Collected data entries

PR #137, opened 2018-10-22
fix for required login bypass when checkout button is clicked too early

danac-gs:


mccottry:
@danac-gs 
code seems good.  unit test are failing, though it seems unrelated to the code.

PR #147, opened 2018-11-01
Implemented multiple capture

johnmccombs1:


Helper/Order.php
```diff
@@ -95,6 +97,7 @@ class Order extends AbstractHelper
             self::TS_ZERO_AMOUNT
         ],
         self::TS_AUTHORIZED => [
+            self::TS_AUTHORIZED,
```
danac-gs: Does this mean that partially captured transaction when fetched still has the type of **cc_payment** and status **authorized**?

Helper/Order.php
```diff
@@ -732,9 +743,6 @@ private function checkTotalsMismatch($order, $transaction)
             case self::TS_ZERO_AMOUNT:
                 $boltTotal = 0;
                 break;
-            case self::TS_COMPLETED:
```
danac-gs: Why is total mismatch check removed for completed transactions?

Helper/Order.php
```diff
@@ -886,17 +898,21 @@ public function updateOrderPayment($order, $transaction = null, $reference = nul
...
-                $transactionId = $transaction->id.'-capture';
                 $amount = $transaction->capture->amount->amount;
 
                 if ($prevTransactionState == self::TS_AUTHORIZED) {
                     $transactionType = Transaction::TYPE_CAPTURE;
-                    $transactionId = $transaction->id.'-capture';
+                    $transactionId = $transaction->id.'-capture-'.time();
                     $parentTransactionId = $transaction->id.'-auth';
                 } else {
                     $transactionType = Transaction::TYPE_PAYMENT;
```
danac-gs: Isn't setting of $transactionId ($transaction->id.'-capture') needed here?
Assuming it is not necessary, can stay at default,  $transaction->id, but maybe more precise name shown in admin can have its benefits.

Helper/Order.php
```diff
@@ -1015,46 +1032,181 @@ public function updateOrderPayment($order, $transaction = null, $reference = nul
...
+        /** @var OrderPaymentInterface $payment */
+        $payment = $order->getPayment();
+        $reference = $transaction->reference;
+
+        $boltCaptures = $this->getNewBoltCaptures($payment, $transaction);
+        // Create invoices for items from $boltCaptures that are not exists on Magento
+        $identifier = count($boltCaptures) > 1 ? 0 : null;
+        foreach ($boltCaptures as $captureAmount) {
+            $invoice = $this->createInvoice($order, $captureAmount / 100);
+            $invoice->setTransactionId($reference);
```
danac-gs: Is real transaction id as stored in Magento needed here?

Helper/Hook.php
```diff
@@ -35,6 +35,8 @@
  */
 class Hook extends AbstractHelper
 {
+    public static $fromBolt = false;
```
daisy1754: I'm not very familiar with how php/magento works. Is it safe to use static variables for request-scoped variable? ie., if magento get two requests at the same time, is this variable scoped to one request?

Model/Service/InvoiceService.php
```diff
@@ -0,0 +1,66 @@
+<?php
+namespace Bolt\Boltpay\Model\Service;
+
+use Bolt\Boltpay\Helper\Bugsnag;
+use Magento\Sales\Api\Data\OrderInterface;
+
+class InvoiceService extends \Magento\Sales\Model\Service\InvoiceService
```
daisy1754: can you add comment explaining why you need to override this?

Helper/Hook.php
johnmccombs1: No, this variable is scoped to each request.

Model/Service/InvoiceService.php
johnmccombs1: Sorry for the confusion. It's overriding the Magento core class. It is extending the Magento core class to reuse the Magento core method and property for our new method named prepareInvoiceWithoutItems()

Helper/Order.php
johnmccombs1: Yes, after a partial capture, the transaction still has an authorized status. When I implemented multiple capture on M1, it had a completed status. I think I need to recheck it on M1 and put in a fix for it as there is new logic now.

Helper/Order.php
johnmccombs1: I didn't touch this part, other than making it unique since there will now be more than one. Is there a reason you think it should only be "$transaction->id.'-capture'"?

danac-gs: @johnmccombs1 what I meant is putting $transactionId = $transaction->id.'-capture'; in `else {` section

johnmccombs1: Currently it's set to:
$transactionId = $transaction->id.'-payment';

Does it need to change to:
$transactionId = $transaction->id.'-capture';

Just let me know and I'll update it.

* * *

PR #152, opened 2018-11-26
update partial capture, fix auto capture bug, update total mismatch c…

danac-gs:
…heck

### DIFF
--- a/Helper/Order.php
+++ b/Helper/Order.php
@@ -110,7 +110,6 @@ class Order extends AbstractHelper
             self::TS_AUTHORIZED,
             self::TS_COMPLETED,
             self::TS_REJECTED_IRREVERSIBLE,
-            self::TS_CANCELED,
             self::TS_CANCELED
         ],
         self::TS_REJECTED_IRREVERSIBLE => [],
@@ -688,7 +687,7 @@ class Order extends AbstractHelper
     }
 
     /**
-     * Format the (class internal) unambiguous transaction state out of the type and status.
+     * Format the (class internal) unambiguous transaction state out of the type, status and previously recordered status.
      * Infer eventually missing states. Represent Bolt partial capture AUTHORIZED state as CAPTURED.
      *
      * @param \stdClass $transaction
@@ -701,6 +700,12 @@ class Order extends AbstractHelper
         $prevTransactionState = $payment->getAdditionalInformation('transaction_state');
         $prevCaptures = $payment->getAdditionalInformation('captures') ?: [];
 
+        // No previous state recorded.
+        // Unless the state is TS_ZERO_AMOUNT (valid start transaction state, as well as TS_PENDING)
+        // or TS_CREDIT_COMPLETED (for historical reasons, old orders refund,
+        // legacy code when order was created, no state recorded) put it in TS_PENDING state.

==

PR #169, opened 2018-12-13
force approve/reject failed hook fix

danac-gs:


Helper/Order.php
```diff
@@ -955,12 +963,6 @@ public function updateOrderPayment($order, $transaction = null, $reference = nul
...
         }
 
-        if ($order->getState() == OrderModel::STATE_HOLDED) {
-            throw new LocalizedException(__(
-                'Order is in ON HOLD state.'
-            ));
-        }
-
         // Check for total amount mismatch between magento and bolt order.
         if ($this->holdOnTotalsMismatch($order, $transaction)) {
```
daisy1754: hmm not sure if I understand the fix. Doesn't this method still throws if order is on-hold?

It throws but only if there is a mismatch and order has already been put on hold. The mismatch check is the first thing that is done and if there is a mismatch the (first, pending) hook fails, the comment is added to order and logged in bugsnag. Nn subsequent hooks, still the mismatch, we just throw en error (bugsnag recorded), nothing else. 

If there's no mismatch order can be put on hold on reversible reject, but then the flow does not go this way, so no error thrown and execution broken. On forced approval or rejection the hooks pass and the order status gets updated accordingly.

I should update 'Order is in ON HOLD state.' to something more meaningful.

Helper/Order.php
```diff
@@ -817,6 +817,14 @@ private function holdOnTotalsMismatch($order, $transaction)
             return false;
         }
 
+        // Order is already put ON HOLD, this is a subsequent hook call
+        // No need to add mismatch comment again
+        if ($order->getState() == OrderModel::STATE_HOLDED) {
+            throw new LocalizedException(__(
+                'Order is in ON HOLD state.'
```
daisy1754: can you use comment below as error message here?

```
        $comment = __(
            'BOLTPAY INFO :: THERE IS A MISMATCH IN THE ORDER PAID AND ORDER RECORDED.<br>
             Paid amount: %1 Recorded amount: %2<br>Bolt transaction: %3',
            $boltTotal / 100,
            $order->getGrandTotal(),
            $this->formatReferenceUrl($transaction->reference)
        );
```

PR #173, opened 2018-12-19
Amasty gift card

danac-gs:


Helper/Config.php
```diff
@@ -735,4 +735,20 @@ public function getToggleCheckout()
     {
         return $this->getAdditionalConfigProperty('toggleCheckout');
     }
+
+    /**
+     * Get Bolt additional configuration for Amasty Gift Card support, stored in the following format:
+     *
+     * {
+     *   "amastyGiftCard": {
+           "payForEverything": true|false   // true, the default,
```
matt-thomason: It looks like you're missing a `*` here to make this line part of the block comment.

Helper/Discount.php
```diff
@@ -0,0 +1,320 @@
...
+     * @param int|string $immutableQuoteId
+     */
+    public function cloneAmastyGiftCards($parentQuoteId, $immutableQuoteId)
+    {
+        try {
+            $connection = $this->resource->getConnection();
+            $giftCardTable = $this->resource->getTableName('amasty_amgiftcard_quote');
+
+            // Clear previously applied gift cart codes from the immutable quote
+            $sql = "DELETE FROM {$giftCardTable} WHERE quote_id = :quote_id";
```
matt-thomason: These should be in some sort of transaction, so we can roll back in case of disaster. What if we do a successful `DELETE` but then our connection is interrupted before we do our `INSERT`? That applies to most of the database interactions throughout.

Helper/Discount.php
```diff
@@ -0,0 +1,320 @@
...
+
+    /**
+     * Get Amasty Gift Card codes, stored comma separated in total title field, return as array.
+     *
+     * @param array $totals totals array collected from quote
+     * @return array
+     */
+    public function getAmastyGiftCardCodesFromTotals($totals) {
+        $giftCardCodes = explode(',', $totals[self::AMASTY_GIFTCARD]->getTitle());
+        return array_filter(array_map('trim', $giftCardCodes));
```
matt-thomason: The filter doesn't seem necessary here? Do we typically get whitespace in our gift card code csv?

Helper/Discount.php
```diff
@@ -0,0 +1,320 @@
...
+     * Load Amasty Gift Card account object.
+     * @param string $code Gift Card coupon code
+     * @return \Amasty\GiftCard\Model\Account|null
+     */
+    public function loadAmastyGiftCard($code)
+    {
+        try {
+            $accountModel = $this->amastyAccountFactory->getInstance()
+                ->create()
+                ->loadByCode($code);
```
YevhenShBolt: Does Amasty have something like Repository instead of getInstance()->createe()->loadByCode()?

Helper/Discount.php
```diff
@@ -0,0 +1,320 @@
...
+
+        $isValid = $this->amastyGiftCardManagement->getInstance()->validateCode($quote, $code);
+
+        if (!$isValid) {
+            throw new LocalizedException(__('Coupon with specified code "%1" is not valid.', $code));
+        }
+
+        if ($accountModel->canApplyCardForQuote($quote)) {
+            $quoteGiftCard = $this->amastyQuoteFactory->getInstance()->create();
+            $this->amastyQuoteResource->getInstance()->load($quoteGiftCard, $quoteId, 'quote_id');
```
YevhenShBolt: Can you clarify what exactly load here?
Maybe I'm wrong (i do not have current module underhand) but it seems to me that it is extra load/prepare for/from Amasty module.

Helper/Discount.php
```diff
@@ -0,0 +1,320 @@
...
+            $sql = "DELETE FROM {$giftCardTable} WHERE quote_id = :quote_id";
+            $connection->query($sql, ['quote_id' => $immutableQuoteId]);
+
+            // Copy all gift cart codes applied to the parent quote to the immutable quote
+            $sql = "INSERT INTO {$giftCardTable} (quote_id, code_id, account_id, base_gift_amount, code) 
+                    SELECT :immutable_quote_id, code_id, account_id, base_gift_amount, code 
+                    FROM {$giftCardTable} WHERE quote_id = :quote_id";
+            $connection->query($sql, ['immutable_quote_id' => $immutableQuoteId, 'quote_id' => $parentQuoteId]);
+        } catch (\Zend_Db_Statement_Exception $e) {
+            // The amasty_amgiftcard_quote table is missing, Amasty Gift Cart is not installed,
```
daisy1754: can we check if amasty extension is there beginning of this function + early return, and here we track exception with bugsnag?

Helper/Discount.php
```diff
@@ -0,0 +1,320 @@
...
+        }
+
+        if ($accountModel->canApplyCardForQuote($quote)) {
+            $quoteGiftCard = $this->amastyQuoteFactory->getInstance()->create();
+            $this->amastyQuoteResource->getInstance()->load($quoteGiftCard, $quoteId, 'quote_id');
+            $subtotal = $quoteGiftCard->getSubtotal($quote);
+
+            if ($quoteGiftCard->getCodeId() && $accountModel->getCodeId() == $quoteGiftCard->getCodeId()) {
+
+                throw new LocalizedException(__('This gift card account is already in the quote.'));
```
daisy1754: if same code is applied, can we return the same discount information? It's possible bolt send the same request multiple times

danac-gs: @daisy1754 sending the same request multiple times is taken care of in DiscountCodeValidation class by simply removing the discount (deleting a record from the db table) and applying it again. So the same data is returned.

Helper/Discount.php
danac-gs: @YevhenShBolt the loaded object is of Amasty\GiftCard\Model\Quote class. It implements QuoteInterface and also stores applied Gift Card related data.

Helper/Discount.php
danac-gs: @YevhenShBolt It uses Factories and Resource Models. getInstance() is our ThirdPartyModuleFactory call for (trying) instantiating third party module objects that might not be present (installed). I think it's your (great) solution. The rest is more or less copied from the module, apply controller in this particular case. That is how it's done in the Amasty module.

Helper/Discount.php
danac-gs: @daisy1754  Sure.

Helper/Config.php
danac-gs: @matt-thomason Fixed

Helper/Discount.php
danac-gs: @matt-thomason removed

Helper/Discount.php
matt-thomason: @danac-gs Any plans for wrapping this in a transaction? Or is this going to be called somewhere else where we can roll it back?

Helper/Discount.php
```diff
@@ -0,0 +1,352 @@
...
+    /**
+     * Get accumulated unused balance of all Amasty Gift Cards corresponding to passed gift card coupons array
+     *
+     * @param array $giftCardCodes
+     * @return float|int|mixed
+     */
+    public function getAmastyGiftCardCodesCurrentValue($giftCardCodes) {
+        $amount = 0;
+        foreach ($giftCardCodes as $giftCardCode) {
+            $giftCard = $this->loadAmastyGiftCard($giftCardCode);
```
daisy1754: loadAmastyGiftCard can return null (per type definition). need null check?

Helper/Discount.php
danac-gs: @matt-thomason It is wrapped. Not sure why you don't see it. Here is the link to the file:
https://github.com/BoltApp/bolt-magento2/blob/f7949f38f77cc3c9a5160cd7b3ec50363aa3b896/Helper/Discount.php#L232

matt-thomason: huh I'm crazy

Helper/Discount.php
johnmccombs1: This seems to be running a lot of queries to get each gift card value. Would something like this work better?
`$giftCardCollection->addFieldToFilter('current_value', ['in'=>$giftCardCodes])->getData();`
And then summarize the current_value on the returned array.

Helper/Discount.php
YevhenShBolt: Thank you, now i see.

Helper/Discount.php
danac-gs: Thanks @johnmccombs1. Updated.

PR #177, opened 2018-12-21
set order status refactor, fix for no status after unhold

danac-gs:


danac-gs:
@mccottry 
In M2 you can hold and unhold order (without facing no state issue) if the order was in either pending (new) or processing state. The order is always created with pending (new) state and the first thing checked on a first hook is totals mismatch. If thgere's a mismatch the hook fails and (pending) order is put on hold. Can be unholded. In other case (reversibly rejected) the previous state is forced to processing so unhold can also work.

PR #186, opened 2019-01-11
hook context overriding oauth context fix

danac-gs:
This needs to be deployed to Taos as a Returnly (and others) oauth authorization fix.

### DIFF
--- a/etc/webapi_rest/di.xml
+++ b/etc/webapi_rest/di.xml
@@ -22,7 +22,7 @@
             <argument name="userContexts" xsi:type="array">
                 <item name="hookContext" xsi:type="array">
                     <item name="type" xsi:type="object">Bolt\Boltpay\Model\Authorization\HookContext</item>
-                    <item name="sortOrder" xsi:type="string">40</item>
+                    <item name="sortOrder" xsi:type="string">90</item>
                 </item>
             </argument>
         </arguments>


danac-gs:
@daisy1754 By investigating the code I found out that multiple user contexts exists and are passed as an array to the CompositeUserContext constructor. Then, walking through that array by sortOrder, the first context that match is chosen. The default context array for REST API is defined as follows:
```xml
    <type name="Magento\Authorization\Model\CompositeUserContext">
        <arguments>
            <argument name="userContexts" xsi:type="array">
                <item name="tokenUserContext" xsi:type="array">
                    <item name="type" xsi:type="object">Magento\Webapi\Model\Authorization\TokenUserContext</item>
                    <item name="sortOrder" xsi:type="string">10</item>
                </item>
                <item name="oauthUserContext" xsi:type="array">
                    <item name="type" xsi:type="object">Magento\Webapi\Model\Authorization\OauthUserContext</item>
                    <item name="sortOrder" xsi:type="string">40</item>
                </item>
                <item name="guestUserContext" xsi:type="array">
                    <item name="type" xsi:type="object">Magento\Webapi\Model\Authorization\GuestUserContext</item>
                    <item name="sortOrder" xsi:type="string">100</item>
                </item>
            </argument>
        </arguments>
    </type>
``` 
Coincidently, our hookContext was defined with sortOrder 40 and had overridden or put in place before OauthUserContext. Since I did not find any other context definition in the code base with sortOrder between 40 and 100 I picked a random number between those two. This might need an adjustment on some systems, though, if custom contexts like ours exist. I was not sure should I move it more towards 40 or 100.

◆ **Exercise**: Above are records; repeat only the lines starting at the line with "It throws but" and ending at the line with "I should update", exactly as they appear, both included.

◆ **Problem solution**:
It throws but only if there is a mismatch and order has already been put on hold. The mismatch check is the first thing that is done and if there is a mismatch the (first, pending) hook fails, the comment is added to order and logged in bugsnag. Nn subsequent hooks, still the mismatch, we just throw en error (bugsnag recorded), nothing else. 

If there's no mismatch order can be put on hold on reversible reject, but then the flow does not go this way, so no error thrown and execution broken. On forced approval or rejection the hooks pass and the order status gets updated accordingly.

I should update 'Order is in ON HOLD state.' to something more meaningful.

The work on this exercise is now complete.